=== DATASET EXTRACT ===

PR #68, opened 2021-01-18
update typescript to generate type alias for implements IDictionary

Mpdreamz:


specification/specs/common.ts
```diff
@@ -103,8 +103,13 @@ class DateField {
   include_unmapped?: boolean;
 }
 
+/** Rather then documenting `object` this specifies places in the response that depend on the mapping and or request
+ * e.g the result of a script can be anything from value types to objects  */
 class UserDefinedValue {}
 
+/** Documents a place that can return ANY document from ANY index that can not be directly related back to a generic */
+class LazyDocument {}
```
delvedor, line 111: Should we use this one for `MultiGet` as well?
Currently isn't a problem, as the `MultiGet` generic defaults to `unknown`.

Mpdreamz: we should :)
https://github.com/elastic/elastic-client-generator/issues/71

Mpdreamz:
This now uses the new TS magic to support the `IDictionary` trait that we translate to a recursive type alias.

Gets the search response failures down to `0` :smile_cat:

delvedor (changes requested):
LGTM with a nit, can you add to the skip list the `AdditionalProperties` interface in the ts generator?

typescript-generator/index.js
```diff
@@ -193,10 +197,43 @@ function isSpecialInterface (type) {
...
+  //find inherits on parent if current type has parent
+  //TODO fix spec so that inherits is no longer an array
+  if (Array.isArray(type.inherits)) return lookupBehaviorImplements(type.inherits[0], name)
+  return null;
+}
+
+function serializeAdditionalPropertiesType(type) {
+  const dictionaryOf = lookupBehaviorImplements(type, 'AdditionalProperties');
+  if (!dictionaryOf) throw new Error(`Unknown implements ${type.name.name}`)
+  //export type SingleBucketAggregate = { doc_count: double } & Record<string, Aggregate>
```
delvedor, line 212: Leftover?

Mpdreamz: Yep! removed

Mpdreamz:
> > can you add to the skip list the AdditionalProperties interface in the ts generator? 
Done!

PR #72, opened 2021-01-20
Update and stabilize 'indices.freeze' API

sethmlarson:
First attempt at fixing an API, is there a way we want to word our commits?


delvedor (approved):
LGTM

We didn't formalize a commit message format :)

PR #73, opened 2021-01-20
Cat Aliases

philkra:
Added request & response without the CSV validation.

### DIFF
--- a/specification/specs/cat/cat_aliases/CatAliasesRequest.ts
+++ b/specification/specs/cat/cat_aliases/CatAliasesRequest.ts
@@ -4,7 +4,7 @@ class CatAliasesRequest extends CatRequestBase {
     name?: Names;
   }
   query_parameters?: {
-    expand_wildcards?: ExpandWildcards | Array<ExpandWildcards>;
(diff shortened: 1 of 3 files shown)


specification/specs/cat/cat_aliases/CatAliasesRequest.ts
```diff
@@ -4,7 +4,7 @@ class CatAliasesRequest extends CatRequestBase {
     name?: Names;
   }
   query_parameters?: {
-    expand_wildcards?: ExpandWildcards;
+    expand_wildcards?: ExpandWildcards | Array<ExpandWildcards>;
```
Mpdreamz, line 7: I think the better fix would be:

```
export enum ExpandWildcardsOptions {
..
}

export type ExpandWildcards = ExpandWildcardsOptions | Array<ExpandWildcardsOptions> 
```

This should fix all usages of `ExpandWildcards`

Mpdreamz (changes requested):

Mpdreamz (dismissed):

philkra:
added suggested improvements

delvedor (approved):
LGTM

PR #77, opened 2021-01-21
Adde Indices.Segment Endpoint + Spec

philkra:


delvedor (approved):
Changes LGTM, but given the tile of the pr I'm not sure you need to do something more.

output/typescript/types.ts
```diff
@@ -3977,7 +3977,7 @@ export interface ShardRecovery {
 }
 
 export interface IndexSegment {
-  shards: Record<string, ShardsSegment>
+  shards: Record<string, ShardsSegment | Array<ShardsSegment>>
```
Mpdreamz, line 3980: Can this ever be just `ShardsSegment` and not `Array<ShardsSegment>` ? 

I think we might also want to introduce a `@cleanup("reason")` reason annotation @delvedor @SylvainJuge to start annotating server responses that we think should be more regular?

delvedor:
Can you rebase on master?

output/typescript/types.ts
philkra: I think you pinged the Sylvain on that comment 😄

delvedor (approved):
LGTM

PR #80, opened 2021-01-25
Indices Analyze

stevejgordon:
Fix request and response for indices analyze.

### DIFF
--- a/output/typescript/types.ts
+++ b/output/typescript/types.ts
@@ -753,7 +753,8 @@ export interface ICharFilter {
 
 export interface ITokenFilter {
   type: string
-  version: string
+  version?: string
+  stopwords?: Array<string>
 }
 
 export interface ITokenizer {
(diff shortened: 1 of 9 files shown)


delvedor (approved):
The changes looks good to me!

@Mpdreamz I'm wondering if we should establish a "style guide" on when and how to merge multiple definitions in a single file. This, for example, seems a good case.

Mpdreamz:
> @Mpdreamz I'm wondering if we should establish a "style guide" on when and how to merge multiple definitions in a single file. This, for example, seems a good case.

++ this seems like a good topic for the next types validation sync :)

stevejgordon:
@Mpdreamz Want me to leave this open for the discussion? Or shall I merge as-is for the time being?

output/typescript/types.ts
```diff
@@ -753,7 +753,8 @@ export interface ICharFilter {
 
 export interface ITokenFilter {
   type: string
-  version: string
+  version?: string
+  stopwords?: Array<string>
```
Mpdreamz, line 757: I dont think this should live on `ITokenFilter`. I'm reverting this which might turn indices.analyze red again @stevejgordon

stevejgordon: Ah okay. I'll take another run at it tomorrow.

===

If a line in the listing holds the word "generator", copy it out.

◆ **WRITTEN SOLUTION**:
https://github.com/elastic/elastic-client-generator/issues/71
LGTM with a nit, can you add to the skip list the `AdditionalProperties` interface in the ts generator?
typescript-generator/index.js
> > can you add to the skip list the AdditionalProperties interface in the ts generator? 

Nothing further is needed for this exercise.